(Task input Opens)

PR #24, opened 2021-12-02
Fix dev major minor

rc-dbogle:


src/common.h
```diff
@@ -24,17 +24,30 @@ struct bpf_map_def SEC("maps/offsets") offsets = {
...
+    {
+        bpf_printk("Base should not be NULL\n");
         return -1;
+    }
 
     u64 _offset = (u64)bpf_map_lookup_elem(&offsets, &offset);
     if (_offset)
     {
-        return bpf_probe_read(dest, dest_size, base + *(u32 *)_offset);
+        int ret = bpf_probe_read(dest, dest_size, base + *(u32 *)_offset);
```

(Task input Closes)

What you will do. All lines of the data above that include the word "dest" must be shown.

Response.
-        return bpf_probe_read(dest, dest_size, base + *(u32 *)_offset);
+        int ret = bpf_probe_read(dest, dest_size, base + *(u32 *)_offset);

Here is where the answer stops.